Did you enjoy His Only Wife by Peace Adzo Medie, the September 2022 selection for the Facebook Book Club? Check out some other books featuring strong women in conflict-filled relationships then head over to the group to find out what October’s book will be and join in on our community conversations.



Before We Visit the Goddess by Chitra Banerjee Divakaruni
Three generations of Indian mothers and daughters discover their greatest source of strength in one another, from a baker’s daughter who dreams of an impossible education, to the daughter who confronts her culture and independence in America, to the granddaughter who learns indelible lessons about freedom and heartbreak.
Stay With Me by Ayobami Adebayo
Despite cultural pressures for her husband to take a second wife, Yejide trusts that Akin would never do so… until, after four years of failing to conceive a child, he does. Under constant scrutiny to conceive and keeping secrets from one other, the couple struggles while their marriage falters and the country’s political system crumbles. Alternating chapters told from each characters’ perspective capture both the agony of would-be parents struggling with infertility, and the broader turmoil in Nigeria during the late 1980s.
The First Wife: A Tale of Polygamy by Paulina Niketche
After twenty years of marriage, Rami discovers that her husband has been living a double–or rather, a quintuple–life. Tony, a senior police officer in Maputo, has apparently been supporting four other families for many years. After Tony is forced to marry the four other women–as well as an additional lover–according to polygamist custom, the rival lovers join together to declare their voices and demand their rights. In this brilliantly funny and feverishly scathing critique, a major work from Mozambique’s first published female novelist, Paulina Chiziane explores her country’s traditional culture, its values and hypocrisy, and the subjection of women the world over.



Dominicana by Angie Cruz
Fifteen-year-old Ana Cancion never dreamed of moving from the Dominican countryside to America. But when Juan Ruiz proposes and promises to take her to New York City, she has to say yes. It doesn’t matter that he is twice her age, that there is no love between them. Their marriage is an opportunity for her entire close-knit family to eventually immigrate. So on New Year’s Day, 1965, Ana becomes a wife confined to a cold six-floor walk-up in Washington Heights. Lonely and miserable, Ana hatches a reckless plan to escape. But at the bus terminal, she is stopped by Cesar, Juan’s free-spirited younger brother, who convinces her to stay. As the Dominican Republic slides into political turmoil, Juan returns to protect his family’s assets, leaving Cesar to take care of Ana.
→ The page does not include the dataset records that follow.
PR #1438, opened 2025-05-13
Add support for rejecting requests and making sure that the server is robust.

zphoenixrises:
- We now abandon generation of tokens at the server if the client request is disconnected
- Max queue size is now set to the largest decode length
- Propagated a handle to check the current status of the client request disconnection state to LlmInferenceExecRequest so that prefill/decode loops can exit early if client disconnects
- Tested with 200 batch size and the server is robust


shortfin/python/shortfin_apps/llm/components/batcher.py
```diff
@@ -114,10 +114,10 @@ async def board_flights(self):
             return
         target_size = min(self._current_workitems, self.ideal_batch_size)
         if waiting_count < target_size:
-            logger.info("Pending workitems to be enqueued")
+            logger.debug("Pending workitems to be enqueued")
```
IanNod, line 117: Is there a reason we are changing some of the logging in this PR?

shortfin/python/shortfin/interop/fastapi/__init__.py
```diff
@@ -53,7 +53,19 @@ def __init__(self, request: Request):
         self.response = asyncio.Future(loop=self._loop)
         self.responded = False
         self._streaming_queue: asyncio.Queue | None = None
-        self.is_disconnected = False
+        self._is_disconnected = False
+
+        self._loop.create_task(self._monitor_disconnection())
```
IanNod, line 58: This thread will be spun up for all shortfin instances, but is only actually used for llms. Overhead should be minimal so probably fine, but could you at least add a todo comment to add this functionality for our text_to_image pipelines like flux and sdxl? Should also verify that this overhead doensn't affect mlperf type throughput for those pipelines

IanNod (commented):
couple minor comments but otherwise looks good to me

shortfin/python/shortfin_apps/llm/components/batcher.py
zphoenixrises: These logs clutter the output and make it hard to spot anything during debugging the code. I often have to resort to using printfs instead of logging to spot any meaningful logs, which defeats the whole purpose of these logs. Info logging level is usually enabled during normal operation of the software. I do not think all these logs are needed during normal operation and are only needed while debugging.

shortfin/python/shortfin_apps/llm/components/token_selection_strategy/multi_greedy_token_selection_strategy.py
```diff
@@ -84,9 +84,10 @@ async def decode(
         reservations = beam_group.active_beam_count
         config.decode_begin_callback(reservations)
         for _ in range(config.decode_config.max_completion_tokens):
+            if exec_req.is_disconnected():
```
stbaione, line 87: Should add this line to `beam_search_token_selection_strategy` as well

shortfin/python/shortfin/interop/fastapi/__init__.py
zphoenixrises: Added an issue https://github.com/nod-ai/shark-ai/issues/1439

shortfin/python/shortfin_apps/llm/components/token_selection_strategy/multi_greedy_token_selection_strategy.py
zphoenixrises: Agreed

shortfin/python/shortfin_apps/llm/components/messages.py
```diff
@@ -22,7 +23,13 @@ class InferencePhase(Enum):
 class LlmInferenceExecRequest(InferenceExecRequest):
     """Performs a prefill operation."""
 
-    def __init__(self, phase: InferencePhase, input_token_ids: list[int], rid=None):
+    def __init__(
+        self,
+        phase: InferencePhase,
+        input_token_ids: list[int],
+        rid=None,
+        is_disconnected: Callable[[], bool] = lambda: False,
```
rsuderman, line 31: Rather than passing in just a function pointer, lets create a `AbstractStatusTracker` that can include an `is_disconnected` function. This would make it easier to plumb future states into the service.

shortfin/python/shortfin/interop/fastapi/__init__.py
```diff
@@ -53,7 +53,20 @@ def __init__(self, request: Request):
         self.response = asyncio.Future(loop=self._loop)
         self.responded = False
         self._streaming_queue: asyncio.Queue | None = None
-        self.is_disconnected = False
+        self._is_disconnected = False
+        # TODO: Enable the disconnection monitor to interrupt running inferences in SDXL and Flux when the client disconnects.
+        # See: https://github.com/nod-ai/shark-ai/issues/1439
+        self._loop.create_task(self._monitor_disconnection())
```
rsuderman, line 59: Do you ever kill this task after completion? If not the task may just live forever.

zphoenixrises: It should stop when the client disconnects, right?
`while not self._is_disconnected`

shortfin/python/shortfin_apps/llm/components/messages.py
zphoenixrises: Done

zphoenixrises:
> We should also try to have a basic test of disconnecting a request.

Done

shortfin/examples/python/fastapi/server.py
```diff
@@ -56,11 +56,22 @@ async def run(self):
                     responder.send_response(
                         JSONResponse({"answer": request.request_value})
                     )
+                elif request.request_value == 2:
+                    count = 0
+                    while not responder.is_disconnected() and count < 5:
```
rsuderman, line 61: Could we move this logic into `is_disconnected`? I.e. include a time disconnected before termination. We can default set to `1` but it feels reasonable to say `is_disconnected(timeout=1)`.

rsuderman (approved):
Just one nit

Suddenly, Ana is free to imagine the possibility of a different kind of life in America. When Juan returns, Ana must decide once again between her heart and her duty to her family. In bright, musical prose that reflects the energy of New York City, Angie Cruz’s Dominicana is a vital portrait of the immigrant experience and the timeless coming-of-age story of a young woman finding her voice in the world.
Crazy Rich Asians by Kevin Kwan
Crazy Rich Asians is the outrageously funny debut novel about three super-rich, pedigreed Chinese families and the gossip, backbiting, and scheming that occurs when the heir to one of the most massive fortunes in Asia brings home his ABC (American-born Chinese) girlfriend to the wedding of the season. When Rachel Chu agrees to spend the summer in Singapore with her boyfriend, Nicholas Young, she envisions a humble family home, long drives to explore the island, and quality time with the man she might one day marry. What she doesn’t know is that Nick’s family home happens to look like a palace, that she’ll ride in more private planes than cars, and that with one of Asia’s most eligible bachelors on her arm, Rachel might as well have a target on her back.
Grown-Up Pose by Sonya Lalli
Telling her conservative Indian parents that she was separating from her husband was the hardest thing Anu Desai has ever done – and she’s still dealing with the fallout. She has a young daughter to raise and a loud, opinionated family to appease. And when she invests all of her savings into running her own yoga studio, the feelings of irresponsibility send Anu reeling. She’ll be forced to look inside herself to become the strong, independent woman she’s never had the chance to be – the kind of woman who would be proud to have her daughter follow in her footsteps.